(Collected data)
▶

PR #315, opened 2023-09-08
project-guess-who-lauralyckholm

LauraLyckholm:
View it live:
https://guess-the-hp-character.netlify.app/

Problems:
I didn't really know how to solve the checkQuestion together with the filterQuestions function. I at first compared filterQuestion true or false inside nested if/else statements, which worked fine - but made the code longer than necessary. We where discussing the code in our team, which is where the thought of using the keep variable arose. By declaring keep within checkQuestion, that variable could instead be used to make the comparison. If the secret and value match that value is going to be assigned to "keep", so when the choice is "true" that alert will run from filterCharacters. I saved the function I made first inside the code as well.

◀
▶

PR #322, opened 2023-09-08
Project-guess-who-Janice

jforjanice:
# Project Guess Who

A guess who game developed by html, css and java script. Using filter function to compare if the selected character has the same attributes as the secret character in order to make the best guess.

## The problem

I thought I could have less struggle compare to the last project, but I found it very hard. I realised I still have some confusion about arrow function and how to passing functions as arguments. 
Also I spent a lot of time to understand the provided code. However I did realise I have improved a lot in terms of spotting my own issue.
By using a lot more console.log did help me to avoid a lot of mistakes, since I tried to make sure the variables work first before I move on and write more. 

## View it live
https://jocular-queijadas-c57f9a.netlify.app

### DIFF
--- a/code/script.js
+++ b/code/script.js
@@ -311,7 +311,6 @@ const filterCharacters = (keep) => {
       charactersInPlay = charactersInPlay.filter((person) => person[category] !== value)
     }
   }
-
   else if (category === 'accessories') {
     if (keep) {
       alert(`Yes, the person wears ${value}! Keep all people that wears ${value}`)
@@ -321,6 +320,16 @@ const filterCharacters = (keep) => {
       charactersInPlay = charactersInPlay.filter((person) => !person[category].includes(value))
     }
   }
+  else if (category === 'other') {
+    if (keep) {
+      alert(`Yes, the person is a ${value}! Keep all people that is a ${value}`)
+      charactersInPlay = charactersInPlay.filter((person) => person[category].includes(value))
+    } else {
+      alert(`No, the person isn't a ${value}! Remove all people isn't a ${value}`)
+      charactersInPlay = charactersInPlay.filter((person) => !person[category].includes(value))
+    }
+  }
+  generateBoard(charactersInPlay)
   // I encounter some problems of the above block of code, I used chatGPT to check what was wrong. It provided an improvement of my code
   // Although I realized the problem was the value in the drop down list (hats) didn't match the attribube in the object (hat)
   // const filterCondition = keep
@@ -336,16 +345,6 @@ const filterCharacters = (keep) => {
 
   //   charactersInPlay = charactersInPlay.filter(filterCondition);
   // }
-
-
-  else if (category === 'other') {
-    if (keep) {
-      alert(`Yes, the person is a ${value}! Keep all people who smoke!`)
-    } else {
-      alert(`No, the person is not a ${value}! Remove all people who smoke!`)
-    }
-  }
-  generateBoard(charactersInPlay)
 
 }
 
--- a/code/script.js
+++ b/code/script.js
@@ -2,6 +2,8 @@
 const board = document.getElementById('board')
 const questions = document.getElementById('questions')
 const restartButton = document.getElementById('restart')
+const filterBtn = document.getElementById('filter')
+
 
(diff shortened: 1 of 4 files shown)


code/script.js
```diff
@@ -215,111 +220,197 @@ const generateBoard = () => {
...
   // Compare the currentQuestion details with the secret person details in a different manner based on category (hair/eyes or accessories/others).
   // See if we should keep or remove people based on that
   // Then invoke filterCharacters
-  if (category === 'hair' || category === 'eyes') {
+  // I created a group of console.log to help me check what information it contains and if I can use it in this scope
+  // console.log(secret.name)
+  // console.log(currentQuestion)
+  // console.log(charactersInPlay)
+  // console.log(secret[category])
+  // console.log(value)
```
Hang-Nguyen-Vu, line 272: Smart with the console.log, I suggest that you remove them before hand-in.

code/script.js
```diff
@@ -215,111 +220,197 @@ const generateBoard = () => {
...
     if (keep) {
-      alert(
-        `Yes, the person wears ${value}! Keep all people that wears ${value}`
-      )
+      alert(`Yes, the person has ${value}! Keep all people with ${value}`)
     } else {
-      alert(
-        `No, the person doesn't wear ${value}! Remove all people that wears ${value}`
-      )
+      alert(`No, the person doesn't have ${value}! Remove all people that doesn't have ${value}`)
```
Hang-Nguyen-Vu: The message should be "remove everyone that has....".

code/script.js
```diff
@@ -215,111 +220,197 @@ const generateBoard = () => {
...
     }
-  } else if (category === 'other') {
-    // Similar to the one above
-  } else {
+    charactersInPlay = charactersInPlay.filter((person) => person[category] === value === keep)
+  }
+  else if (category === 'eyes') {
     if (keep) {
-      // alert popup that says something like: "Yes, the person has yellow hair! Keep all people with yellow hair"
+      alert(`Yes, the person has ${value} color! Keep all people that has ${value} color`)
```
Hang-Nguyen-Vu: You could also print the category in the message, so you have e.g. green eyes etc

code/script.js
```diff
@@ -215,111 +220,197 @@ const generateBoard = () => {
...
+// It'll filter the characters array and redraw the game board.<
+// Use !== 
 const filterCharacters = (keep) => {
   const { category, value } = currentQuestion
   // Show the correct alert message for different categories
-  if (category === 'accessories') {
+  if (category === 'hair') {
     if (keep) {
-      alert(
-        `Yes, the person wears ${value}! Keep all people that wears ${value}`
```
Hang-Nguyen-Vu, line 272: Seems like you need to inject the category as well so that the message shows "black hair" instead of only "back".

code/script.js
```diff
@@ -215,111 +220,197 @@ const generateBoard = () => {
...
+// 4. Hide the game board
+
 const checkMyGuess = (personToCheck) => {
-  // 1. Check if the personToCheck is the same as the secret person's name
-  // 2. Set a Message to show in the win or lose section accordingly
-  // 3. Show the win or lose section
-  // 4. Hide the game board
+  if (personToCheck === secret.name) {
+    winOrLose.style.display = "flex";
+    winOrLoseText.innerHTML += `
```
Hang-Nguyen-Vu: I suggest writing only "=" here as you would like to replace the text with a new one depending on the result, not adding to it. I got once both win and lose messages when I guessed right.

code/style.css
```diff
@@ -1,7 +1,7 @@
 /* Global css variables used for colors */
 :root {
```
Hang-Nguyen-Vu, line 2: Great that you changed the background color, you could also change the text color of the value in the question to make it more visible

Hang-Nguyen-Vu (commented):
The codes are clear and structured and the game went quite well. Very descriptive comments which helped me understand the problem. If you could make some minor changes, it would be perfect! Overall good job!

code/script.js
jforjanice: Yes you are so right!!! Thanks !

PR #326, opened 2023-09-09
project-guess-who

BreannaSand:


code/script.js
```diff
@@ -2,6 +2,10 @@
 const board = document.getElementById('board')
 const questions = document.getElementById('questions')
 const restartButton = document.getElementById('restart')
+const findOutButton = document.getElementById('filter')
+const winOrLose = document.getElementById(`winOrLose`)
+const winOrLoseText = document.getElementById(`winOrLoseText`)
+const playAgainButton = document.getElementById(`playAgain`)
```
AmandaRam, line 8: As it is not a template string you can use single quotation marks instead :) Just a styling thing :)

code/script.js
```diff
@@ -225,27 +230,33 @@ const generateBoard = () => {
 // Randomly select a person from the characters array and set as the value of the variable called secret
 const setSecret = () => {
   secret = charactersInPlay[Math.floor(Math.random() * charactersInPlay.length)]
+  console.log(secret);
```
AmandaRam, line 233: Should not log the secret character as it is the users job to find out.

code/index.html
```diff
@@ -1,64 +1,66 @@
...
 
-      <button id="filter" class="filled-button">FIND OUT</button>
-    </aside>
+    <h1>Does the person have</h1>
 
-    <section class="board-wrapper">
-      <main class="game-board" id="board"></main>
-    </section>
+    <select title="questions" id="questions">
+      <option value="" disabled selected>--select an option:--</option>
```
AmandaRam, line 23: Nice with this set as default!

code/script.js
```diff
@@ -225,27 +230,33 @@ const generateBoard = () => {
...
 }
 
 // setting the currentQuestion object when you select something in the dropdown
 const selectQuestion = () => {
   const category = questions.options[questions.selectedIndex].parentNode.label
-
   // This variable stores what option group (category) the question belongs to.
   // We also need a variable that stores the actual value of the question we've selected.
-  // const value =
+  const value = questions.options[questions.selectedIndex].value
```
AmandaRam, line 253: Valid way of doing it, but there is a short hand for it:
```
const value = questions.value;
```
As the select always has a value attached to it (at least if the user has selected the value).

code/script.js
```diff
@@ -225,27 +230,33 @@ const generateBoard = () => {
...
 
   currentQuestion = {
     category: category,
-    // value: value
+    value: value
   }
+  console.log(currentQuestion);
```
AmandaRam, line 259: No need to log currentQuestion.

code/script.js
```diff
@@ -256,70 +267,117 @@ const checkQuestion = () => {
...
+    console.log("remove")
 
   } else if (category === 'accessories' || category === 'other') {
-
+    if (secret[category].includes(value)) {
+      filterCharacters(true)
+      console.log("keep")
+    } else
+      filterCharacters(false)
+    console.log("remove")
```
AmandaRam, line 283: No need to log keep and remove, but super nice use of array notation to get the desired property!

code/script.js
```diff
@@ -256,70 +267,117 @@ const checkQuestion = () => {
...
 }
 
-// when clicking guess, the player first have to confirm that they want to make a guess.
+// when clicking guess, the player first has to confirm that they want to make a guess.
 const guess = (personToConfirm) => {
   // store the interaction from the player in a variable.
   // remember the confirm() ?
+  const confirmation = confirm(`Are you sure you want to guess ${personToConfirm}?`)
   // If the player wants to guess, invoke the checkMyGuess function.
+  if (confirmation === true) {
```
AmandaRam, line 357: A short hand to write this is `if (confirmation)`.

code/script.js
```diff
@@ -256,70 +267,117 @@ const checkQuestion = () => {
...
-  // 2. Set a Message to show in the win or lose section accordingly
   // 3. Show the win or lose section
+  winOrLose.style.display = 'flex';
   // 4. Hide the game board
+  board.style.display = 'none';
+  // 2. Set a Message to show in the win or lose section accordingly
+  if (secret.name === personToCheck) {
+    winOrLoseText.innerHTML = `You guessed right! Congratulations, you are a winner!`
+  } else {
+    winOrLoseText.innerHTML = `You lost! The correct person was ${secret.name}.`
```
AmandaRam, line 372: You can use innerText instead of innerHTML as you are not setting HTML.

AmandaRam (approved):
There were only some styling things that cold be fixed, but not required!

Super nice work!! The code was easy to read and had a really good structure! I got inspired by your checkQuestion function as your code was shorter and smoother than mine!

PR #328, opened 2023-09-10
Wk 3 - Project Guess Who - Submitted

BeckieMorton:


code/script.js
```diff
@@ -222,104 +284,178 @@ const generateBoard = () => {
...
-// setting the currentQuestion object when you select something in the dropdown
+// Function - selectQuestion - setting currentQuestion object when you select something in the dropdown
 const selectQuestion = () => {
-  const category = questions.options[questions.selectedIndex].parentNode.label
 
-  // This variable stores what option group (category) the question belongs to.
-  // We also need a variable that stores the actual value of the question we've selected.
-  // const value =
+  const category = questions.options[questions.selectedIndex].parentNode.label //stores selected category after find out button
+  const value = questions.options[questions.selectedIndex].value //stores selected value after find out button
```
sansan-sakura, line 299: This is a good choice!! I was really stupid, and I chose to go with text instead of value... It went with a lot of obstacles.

◀

* [PROBLEM REQUIREMENTS] Every line above from the line with "PR #315, opened 2023-09-08" to the line with "I didn't really" is wanted, ends included; write them out exactly and add no other line.

* [RESULT FOR THIS TASK]
PR #315, opened 2023-09-08
project-guess-who-lauralyckholm

LauraLyckholm:
View it live:
https://guess-the-hp-character.netlify.app/

Problems:
I didn't really know how to solve the checkQuestion together with the filterQuestions function. I at first compared filterQuestion true or false inside nested if/else statements, which worked fine - but made the code longer than necessary. We where discussing the code in our team, which is where the thought of using the keep variable arose. By declaring keep within checkQuestion, that variable could instead be used to make the comparison. If the secret and value match that value is going to be assigned to "keep", so when the choice is "true" that alert will run from filterCharacters. I saved the function I made first inside the code as well.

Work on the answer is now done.